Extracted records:
PR #1631, opened 2023-08-11
WIP: chore(deps): update mysql docker tag to v8

blumamir:
This is an attempt to apply the changes in this renovate PR: #1406 along with some necessary changes:

- also update the image tag in test-utils and package.json that reference the old version

- As described in details in [this StackOverflow post](https://stackoverflow.com/a/56509065):

> MySQL 8 has supports pluggable authentication methods. By default, one of them named caching_sha2_password is used rather than our good old mysql_native_password

Our tests uses native passwords, so obviously they couldn't connect. The new authentication method is not supported by `mysql` package, and old widely used versions of `mysql2`. I found that mysql8 can be run with `mysql_native_password` by using the following flag when running docker: `--default-authentication-plugin=mysql_native_password`.

This PR is for applying relevant fixes to the renovate PR to use the new image tag.
The current image 5.7 has no docker image for Apple M2 chip on mac, therefore I am not even able to run current tests on my Mac.


blumamir:
the service in github actions is defined like so:
```
      mysql:
        image: mysql:8.0
        env:
          MYSQL_USER: otel
          MYSQL_PASSWORD: secret
          MYSQL_DATABASE: otel_mysql_database
          MYSQL_ROOT_PASSWORD: rootpw
        ports:
        - 3306:3306
        options: >-
          --health-cmd="mysqladmin ping"
          --health-interval 10s
          --health-timeout 5s
          --health-retries 5
```

And I need a way to pass the `--default-authentication-plugin=mysql_native_password` flag to the container. Looking at [gh docs](https://docs.github.com/en/actions/using-workflows/workflow-syntax-for-github-actions#jobsjob_idservices), I don't see a way to do that. 

Another option is to mount a MySQL config file, as suggested [here](https://hub.docker.com/_/mysql) under "Using a custom MySQL configuration file":
```
-v /my/custom:/etc/mysql/conf.d
```

This will require us to add a config file next to github workflows which isn't great.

# [WHAT YOU WILL DO]
Every record must be transcribed exactly as written.

# [EXPECTED OUTPUT]
PR #1631, opened 2023-08-11
WIP: chore(deps): update mysql docker tag to v8

blumamir:
This is an attempt to apply the changes in this renovate PR: #1406 along with some necessary changes:

- also update the image tag in test-utils and package.json that reference the old version

- As described in details in [this StackOverflow post](https://stackoverflow.com/a/56509065):

> MySQL 8 has supports pluggable authentication methods. By default, one of them named caching_sha2_password is used rather than our good old mysql_native_password

Our tests uses native passwords, so obviously they couldn't connect. The new authentication method is not supported by `mysql` package, and old widely used versions of `mysql2`. I found that mysql8 can be run with `mysql_native_password` by using the following flag when running docker: `--default-authentication-plugin=mysql_native_password`.

This PR is for applying relevant fixes to the renovate PR to use the new image tag.
The current image 5.7 has no docker image for Apple M2 chip on mac, therefore I am not even able to run current tests on my Mac.


blumamir:
the service in github actions is defined like so:
```
      mysql:
        image: mysql:8.0
        env:
          MYSQL_USER: otel
          MYSQL_PASSWORD: secret
          MYSQL_DATABASE: otel_mysql_database
          MYSQL_ROOT_PASSWORD: rootpw
        ports:
        - 3306:3306
        options: >-
          --health-cmd="mysqladmin ping"
          --health-interval 10s
          --health-timeout 5s
          --health-retries 5
```

And I need a way to pass the `--default-authentication-plugin=mysql_native_password` flag to the container. Looking at [gh docs](https://docs.github.com/en/actions/using-workflows/workflow-syntax-for-github-actions#jobsjob_idservices), I don't see a way to do that. 

Another option is to mount a MySQL config file, as suggested [here](https://hub.docker.com/_/mysql) under "Using a custom MySQL configuration file":
```
-v /my/custom:/etc/mysql/conf.d
```

This will require us to add a config file next to github workflows which isn't great.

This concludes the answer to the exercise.